In this post, I will share links for websites that I have discovered that can help you schedule your driving. I will update this post with new links as I find them. Also, I will share personal information about cities in my local area, and events in my local area that might help you make a little more money when you happen to be in these areas.

First I live in the Arlington area just outside Bartlett Lakeland areas. In Arlington the chance to find Uber runs in this area is Slim. But not necessarily impossible I have only been in Uber driver for less than a month and I have gotten one run in my local area. Next up think of the Wolfchase Galleria. The Wolfchase Galleria is a place or lots of teens and moms will hang out to spend their money. Perhaps their car breaks down and they work at the mall, or they had Uber take them to the mall, or they got a ride from a friend but the friend is no longer available, either way they might need some help getting home. There are many different scenarios that could help you get runs at the Wolfchase Galleria, most likely these ones will appear in the evening when the mall is closing. Which might be useful, as around 10 o'clock people are usually in the middle of their first or second round at the bars and clubs.

Also remember that between 5 and 7 p.m. people will need rides between hotels and one of three different areas second round usually begins around 8 o'clock third round usually around 10 o'clock most people are ready to go home between midnight and 2 a.m. but this is not true for every day Mondays Tuesdays and Wednesdays tend to be pretty devoid of runs. Thursday night is the Peabody rooftop party Friday and Saturday night are big party night. Sunday night may have some runs it may not it's up to you if you want to risk it.

Right now in Memphis is a sporting event a golf tournament. Tonight was the last night of practice Friday and Saturday are expected to be Peak Drive times for runs.

If you want to learn about more upcoming events whether it's movies music sporting or any other type check out this link.

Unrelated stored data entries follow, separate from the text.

PR #3743, opened 2019-10-20
WIP: Fixes/Improvements to DoF, bloom, and HDR

aeonios:
-Fixes DOF shader not working properly (reset matrices).
-Fixes the deferred rendering widget so that it no longer trashes the gl state with its texture binds.
-Moves bloom into DoF where it shares downscaled/blurred textures.
-Fixes bloom so that it works the way you'd expect it to.
-Adjusts the HDR tone mapping formula to provide smoother white shifting.
-Adjusts widget layers for some gfx widgets so that things are gathered and drawn in the proper order.
-Removes boke blur until that shader code can be separated out and fixed to give proper variable boke (to be re-introduced as a 'high-quality' option).


sprunk:
Would be good if @dvr333 checked this because I don't want a tug-of-war style back and forth.

dvr333:
@aeonios So, is the issue with DoF that it was set up with a fixed set of samples that can't be easily computed on the fly? I mean, it's not a huge ask to set it up as a one-pass approach to make variable sized bokeh easier, but I'm curious what exactly you have in mind for a proper DoF effect. I've heard your problems with the DoF effect as is, but I'm not sure entirely what you are looking for.

aeonios:
Pretty much the shader and widget were a mess, full of loose ends and spaghetti that I couldn't work with. I figured out basically how the bokeh blur shader works from the shadertoy example well enough to reimplement it, and with only 3 steps since you can write the to the R G and B textures in a single pass using MRT. Now that I've got a decent working codebase to start from I can implement it separately as a high-quality option rather than always being on.

Your shader didn't seem to be producing variable blur widths either, which is something I already tested trivially on the shadertoy sample and which works fine. It interpolated between blurred and not but the blur width seemed to be constant and I never saw any bokeh (which may be since that only appears as you approach 3.0 filtersize while you had it capped at 2.0 for some unknown reason).

I started working on this because your widget was failing to draw, probably because some other widget messed up the texture matrix, but I have no idea which. Then I wanted to fix the excessively narrow field of view, but that was buried under a mountain of magic constants and global variables, and the function I wanted was too simple to be sorting through all of that junk for it. It was simpler just to start over from scratch.

Another thing that made no sense was why you split it into near and far textures. Given the way it works you wouldn't save anything that way, just add to the texture bandwidth usage.

I'll reimplement bokeh blur tomorrow. The implementation isn't really difficult but integrating all of its components properly is going to be a pain.

dvr333:
Okay, that makes sense.

So, the MRT thing was already in there, but yeah, it was buried in a few other things. The variable blur width happened through scaling the sample, but I realize that's hard to spot. Basically, during the GetFilterCoords() function, the filterRadius parameter scales the hardcoded sample parameters, so if the filterRadius parameter is 0.5, then the blur has a radius of KERNEL_RADIUS * 0.5, but that isn't straightforward, and I wasn't a huge fan of it anyway. 

I'm kinda surprised you didn't see a bokeh in my shader, but it also isn't set up for very wide blurs (about half of the shadertoy sample) so that's probably it.

As for near vs far, the reason for that is to keep straight the blur for objects nearer to the camera than the focal plane, and objects farther away than the focal plane. Objects farther away just need to check during the blur pass that they aren't sampling less out-of-focus pixels, and if they are to instead sample some other pixel from the equally out-of-focus region; but objects nearer to the camera need to make sure, while going over in-focus pixels, that they sample any out-of-focus pixels that would be out of focus enough that the blurry bits would overlap the in-focus pixels. This also requires blurring an alpha channel that starts out with the edges of the different focus kernel values, so you can blend the near-to-camera pixels properly.

LuaUI/Widgets/gfx_projectile_lights.lua
```diff
@@ -9,7 +9,7 @@ function widget:GetInfo()
 		author    = "GoogleFrog (beherith orgional)",
 		date      = "5 March 2016",
 		license   = "GPL V2",
-		layer     = 0,
+		layer     = 999999,
```
GoogleFrog: This is a NOOP because the widget barely uses the widget interface. Revert it.

aeonios: done.

aeonios:
> As for near vs far, the reason for that is to keep straight the blur for objects nearer to the camera than the focal plane, and objects farther away than the focal plane. Objects farther away just need to check during the blur pass that they aren't sampling less out-of-focus pixels, and if they are to instead sample some other pixel from the equally out-of-focus region; but objects nearer to the camera need to make sure, while going over in-focus pixels, that they sample any out-of-focus pixels that would be out of focus enough that the blurry bits would overlap the in-focus pixels. This also requires blurring an alpha channel that starts out with the edges of the different focus kernel values, so you can blend the near-to-camera pixels properly.
I see what you were trying to do there but you can't do it that way. It doesn't actually work. Getting bokeh from nearby objects to obscure far away pixels requires a totally different (and probably even more expensive) approach. All this shader can really do is provide a variable circular blur effect.

Here's a decent example of multilayered bokeh blur: http://cg.skku.edu/pub/papers/2008-lee-pg-psdof-cam.pdf
note that they have to render each model into multiple buffers in order to sort near/far/middle depths and handle overlapping objects.

dvr333:
Yes, I'm aware of the multi-layer approach, but that's not an option, so I went with the next best thing. For distant objects it's not a problem, as there is no missing information, and you need to make sure it isn't sampling in-focus points anyway; but for close objects I realized that, while you can't get the missing data to fill in where the blurry edges would get transparent, that only affects half of the pixels on the blurry edges (where the object would, if in focus, be opaque), and with just the other half of the pixels (where the object would, if in focus, not be drawn at all) it still makes the close blurry objects not have weird hard edges. 

Also, you're right that the two-pass approach I used only does a circular bokeh, which is a bit of a drawback of it.

LuaUI/Widgets/gfx_projectile_lights.lua
aeonios: Ok this is not correct. If projectile lights are not set to a higher layer than deferred rendering then no projectile lights are drawn. Projectile lights must run first, and deferred rendering should be pretty much the first thing to be applied in drawscreeneffects since it's basically a carryover from drawworld.

aeonios:
Your shader didn't actually fix the "weird hard edges" issue.
https://cdn.discordapp.com/attachments/561223041414332436/592985666724429839/unknown.png

Further downscaling isn't an option simply because quality is nil at that level. Fine for bloom, not fine for anything the user actually sees with any level of detail.

dvr333:
Hrm, that's why I'm turning on the two-pass approach. If you look closely the hard edges only show up on one edge, while everything else looks fine. This is an artifact of the fact that it has to be selective about blurring, but the two-pass approach means it can miss some edges due to their orientation.

As for downsampling, consider that the DoF effect is basically just a linear average across multiple pixels, and all downsampling does is do some of that work in dedicated hardware. Downsampling a 1920x1080 image to 960x540 and then that to 480x270, sampling a ring of 8 pixels in a 1.5 pixel radius, and re-compositing that is identical to taking a 6 pixel radius blur at 1920x1080, but with only about 1m samples (2m if you are being careful about edges, 4m if you are being careful about nearby edges) instead of 100m/(200m/400m) samples. It's basically what I did for Achron.

aeonios:
Well, feathering the blur amount stored in the alpha channel is sort of possible, but you'd want to ensure that it only expands by at most the blur radius or else you run the risk of blurring things that you shouldn't. Actually you may end up blurring things that you shouldn't anyway. The real problem though is that you end up with a nasty branch in the shader that gfx cards may not handle well. There's no other way to go "ok if that pixel has at least radius amount of blur assigned to it, then feather to this pixel, otherwise ignore". That's why I haven't bothered attempting a variable dilation. Not to mention it isn't separable, and if you use sparser samples then you end up with undersampling artifacts.

dvr333:
Yeah, I generally count the samples in every branch when counting samples for the effect, because of that aspect of gfx card branch management. How are you planning to handle different levels of blur, and especially handling the edges of those regions?

aeonios:
The way I handled it with gaussian blur was just to interpolate between non-blurred and unblurred downscaled for low amounts of blur, and between downscaled and downscaled + 1px gaussian blur for higher levels of blur. For bokeh blur I'm just setting the blur amount per-pixel in the preprocessing step so it'll use variable kernel widths in the blurring stage. One thing I don't like is that large parts of the image will end up using a zero-width blur since those areas either won't be blurred in the final image or will just use a downscaled sample to get a smooth transition between no blur and full blur. However I can't skip the samples because the seperable blur still requires them to be present in order to correctly reconstruct the final blur.

As for edges, I don't know if I'll handle them at all. If I had a way to do it without branching then maybe. If you can find any relevant papers or think of anything let me know. :|

dvr333:
I just wouldn't be so scared of branching. Yes, it increases the number of samples taken, but to my knowledge that's all you've got. The only other way I could see dealing with it would be that multi-layer approach you were talking about earlier.

aeonios:
The problem with branching is that it stops the entire thread block. If every thread in the block has to stop and wait for one thread to finish the entire shader every time there's a divergent branch, it's like increasing the number of samples exponentially.

Using the sampled point's blur radius is nonsensical since you'd only replace it's blur amount if you ran across a nearby point with a larger radius, meaning you have to take the offset's radius and search at the max radius. I'm going to check and see if I can find more information about branching and how bad it'd actually end up being. If the branches can join at the following loop iteration then it's no problem, I'll just use an 8-direction search at max radius. The main problem then is just that sampling the full-res image for that is perhaps prohibitively expensive due to the doubled radii.

dvr333:
Actually, using the sampled point's blur radius is to shrink the blur radius, for when pixels in the out-of-focus background try to sample less out-of-focus regions (including the in-focus region) to make sure that they only sample points that should be used in the blur.

For the stuff near to the camera it does start by doing an 8-sample check in a cross shape to get a likely max blur radius, then continues as normal. Since that is blurred on a different texture, the key part is the alpha channel, so if it blurs out stuff it shouldn't those parts won't be in the final image.

aeonios:
Oi that's a good point. Apparently a trivial branch like what this would require doesn't even count as a branch since it'll just use conditional execution to no-op the instructions if it branches the wrong way.

There should not be any condition where it would normally blur something in the foreground too much due to background pixels being blurred. Blurring occurs on a per-pixel basis, there's no bleed. Only taking a higher blur if our source pixel falls within the blur radius of another pixel with a higher blur AND that pixel is also nearer to the camera should be doable. However the 48 pixel blur radius in every direction is an issue. That's too expensive to sample and an 8 direction sample may not be sufficient to prevent artifacts. I'm not sure if it can be made separable, either.

dvr333:
48 pixel radius? I mean, downsampling would work, and separability has been managed (you'd need to recompute the kernel tables), but I'm not sure the motivation.

Anyway, the foreground isn't getting blurred when blurring naively, but it does get sampled into the blurry background pixels if you don't check for it, and that's the artifact being dealt with by scaling the blur radius.

aeonios:
Oh you mean the "halos" that show up around depth contrasts. That's sort of the inverse problem.

Seperability isn't possible here since you need to know the depth and distance to the original pixel in order to decide whether to modify the blur or not. Something like SATs might work, but I dunno if I could manage that. Guess it's back to the literature.

dvr333:
Good luck with the literature, but AFAIK this two-pass approach is only a few years old, with most DoF implementations using a one-pass approach and some kind of poisson disc sampling distribution. I get your criticisms about separability (which is exactly why that edge issue from earlier happens), but in practice I've found my approach works reasonably well most of the time.

aeonios:
Well, it turns out that an 8 radius blur is ridiculously excessive. I had to cut it down to 0.25 max filter scaling just to get it to look like anything, and that basically meant that what I needed was a 5-tap filter instead of a 17-tap filter. I don't know why you were using 11 taps, that's way too much. Like you could easily max blur a full-res screen image with that and still have samples to spare. I also found out that squaring the color in the first step before applying the filters is probably not optional. idk if you can remove that and just remove the sqrt at the final step, or whether both are required as part of the filter's mathematical space. Something to test anyway..

As usual the literature is just frustrating. I think what I'll try is applying a 1px gaussian blur over the alpha channel of the downscaled image so that the blur is smoothed out around edges. That'll take some experimentation but I think I can at least reduce the halos around focused objects with out-of-focus backgrounds. The question is whether I can get smoother edges for highly blurred foreground objects without also causing ugly inward blurring on focused objects.

dvr333:
Huh, I was using an 11-tap filter to cut down on the samples, but whatever minimum works is cool. The shadertoy example was definitely way too much either way.

As for the power/sqrt, that's done to make sure the blur circle has a defined edge. I've tested with it off, and with it reversed, and basically the higher the power, the more defined the blur edge is, but the tradeoff is that darker sections become squashed in the colour space, which can lead to dark regions looking like they lost a ton of texture resolution. A power of 1.8 seemed to work best in practice, but squaring/sqrt-ing is faster for the GPU.

Oh also, I was slightly mistaken about my earlier comments regarding taking the target point's blur radius for final sampling. The algorithm actually takes the minimum blur radius between the starting blur radius and the first target point's blur radius, and uses that for the final sample. The key there is that in the background blur/far blur pass the blur radii are treated as absolute values, while in the near pass they are signed, with negative values representing blurry pixels close to the camera.

aeonios:
Hm.. well I think boundary edges could be handled by feathering the blur amount by taking the blur amount of the adjacent pixel with the lowest depth, then doing a 1px gaussian blur over the blur amount channel. That should fix the sharp edges issue for near/blurry objects as well as the halo issue for focused objects with blurry backgrounds. The main issue is that openGL doesn't give you a lot of options for dealing with depth, so I need to figure out some way of taking a min filtered downscaled version of depth, or some other means of sampling the depth map, like maybe treating it as a shadow sampler.

dvr333:
The issue with that approach is one of directionality. The edges between blurry and in-focus pixels are not going to affect the blurry pixels when sampling equally blurry pixels, so I would expect you'd just end up with reversed halos (i.e. an area of erroneously in-focus pixels near the blurry/in-focus edge, where the halo would otherwise be)

aeonios:
The nearest-depth feathering prevents that, by taking the low blur and extending it out over the edges. Basically the blur amount from nearer pixels overrides the blur amount from higher-depth pixels. That means nearer-blurred pixels will feather out over focused ones, and focused pixels will feather out over background blurry pixels. Then I do a gaussian blur over the blur amount channel to smooth it out.

dvr333:
That still sounds like it would make the areas that should be blurry just less blurry than they should be, which would again create an inverse halo of in-focus regions.

aeonios:
That's entirely possible. The real question is how badly and whether it looks worse than the alternative. And also whether I can manage to implement it at all. :P

aeonios:
Well I got some results.

Focused foreground/Blurred Background:
screen00020

Blurry Foreground/Focused Background:
screen00021

Focused Foreground/Blurry Background:
screen00022

Middle-depth objects still get some haloing on unfocused backgrounds, which is probably a downscaling artifact. Not downscaling for HQ mode is a definite possibility, although I loath the thought of the texture size hacks I'll need to make that work seamlessly.

dvr333:
The middle-depth problem is something I struggled with for a while, though I agree with the downscaling hypothesis. Overall that looks quite good, well done. Do you happen to have a perf comparison between that and what I had?

aeonios:
Hm.. I don't know how to do ms timings in lua.

dvr333:
Fair, I just do A/B tests with "/fps" on and divide that into 1000.

aeonios:
My fps tends to be single digits so it's not much of a comparison. :P

aeonios:
Well I feel stupid. Turns out the feathering pass wasn't working, or rather downscaling the depth tex wasn't working. All it was doing was applying a 1px blur to the alpha channel which smoothed out the blur radii along depth contrasts.

After changing it to just direct sample the full res depth tex I got those nasty sharpening halos you were worried about, and even going half and half between the original blur value and the overriding blur value in the feathering step still produced them.

So I just got rid of the feathering step and applied the 1px blur over the blur map instead. :P

GoogleFrog:
Based on the comments I am assuming this is WIP. Also I'd like @lhog to comment on whether it makes sense.

aeonios:
Yeah, testing in a more realistic game situation showed it doesn't really look good. The transition to downscaling clashes with the look of the bokeh blur. I'm gonna have to try some things to see if I can get bokeh blur at full resolution at a reasonable cost. There are some other loose ends to tie up as well.

lhog:
DoF is a very domain specific task. As I haven't done it myself, I think @dvr333 is a better authority here.
The code itself has mistakes, I'll point them out in the review.

GoogleFrog:
What about HDR and bloom, should this be a few smaller PRs?

lhog:
I thought about the same. The PR is a bit too big and unfocused.

sprunk:
There are conflicts and the PR is large. I think it would benefit from being a handful of small, easily-reviewable PRs for each fix.

sprunk:
See the comment above.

Memphis travel website events page.
It seems I'm not yet allowed to add links to my post.

New information pertaining to tax deductions hope this information is useful to you
Ttlc intuit 
What can an uber driver deduct
I still can't add links


----------



## stemor (May 15, 2016)

Jessie, I also drive in the Memphis market. I notice that you didn't mention Memphis specifically, but rather focused just on the towns (and shopping) in the northeast corner of Shelby County. I can't imagine that being very profitable ... how has it worked for you so far?

On the other hand, I've been complaining since before Music Fest that the downtown was starting to feel dangerous, with locals jamming downtown with their beater cars and big rims, acting more "mad" than "cool". It was starting to feel like it was ready to explode some weekend evening ... and then I was downtown when the young lady was killed right there at Peabody Place. Then, of course, there was the tragic death of Ofc. Smith last weekend in the wreck caused by the idiot thug who shot three before running into the MPD officer.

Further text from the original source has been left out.